Поставив кофейник на подставку для нагревания, она полностью сосредоточилась на мне.
— Должна предупредить, ответ тебе может не понравиться.
Трехногая лошадь, похоже, была еще и подслеповатой.
— Ладно.
— Меня зовут Шарлотта Дэвидсон, можешь звать меня Чарли. Я ангел смерти.

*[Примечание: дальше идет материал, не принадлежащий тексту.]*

PR #3362, opened 2021-04-29
fix scalar boolean handling in pybind

yxlao:
This change is [Reviewable](https://reviewable.io/reviews/intel-isl/open3d/3362)


ssheorey (approved):
Thanks Yixing!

Из легких как будто выбили весь кислород, пока я стояла, оглядывая ее с головы до ног и пытаясь осознать, что она только что сказала.
Она понимающе улыбнулась:
— Не переживай. Дышать тебе необязательно. Любишь фундук?
Несколько секунд я молчала, а потом спросила:
— Что?
— Фундук в кофе любишь?
Я моргнула и взглянула на кофейник.
— А я могу пить кофе?
— Нет, конечно. Прости. Просто хотела узнать, любишь ли ты кофе с орехами. То есть любила ли. Ну, когда пила.
— Какое это имеет значение? — спросила я, утопая в море замешательства.
— Как ни печально, никакого. Фундук уже молотый, кстати. — Она потянулась к шкафчику за чашкой. — Однако такие детали могут подстегнуть твою память. Ты любишь шоколад? Может быть, желейные конфеты? Или метамфетамин?
У меня отвисла челюсть. Я поискала глазами зеркало.
— О боже, неужели я похожа на наркоманку?
— Нет, — покачала головой собеседница. — Вовсе нет. — Потом бросила на меня украдкой взгляд и добавила: — В общем, не совсем.
Посмотрев на свои руки, я поняла, что они чересчур худые. И цвет кожи какой-то нехороший. Но разве так не должно быть, когда умираешь? Если бы только я могла вспомнить, кто я такая и как умерла! Однако я помнила только, как упала. А до этого за чем-то тянулась. Но за чем?
— Это нормально, что люди забывают, кто они такие, когда… ну… когда переходят?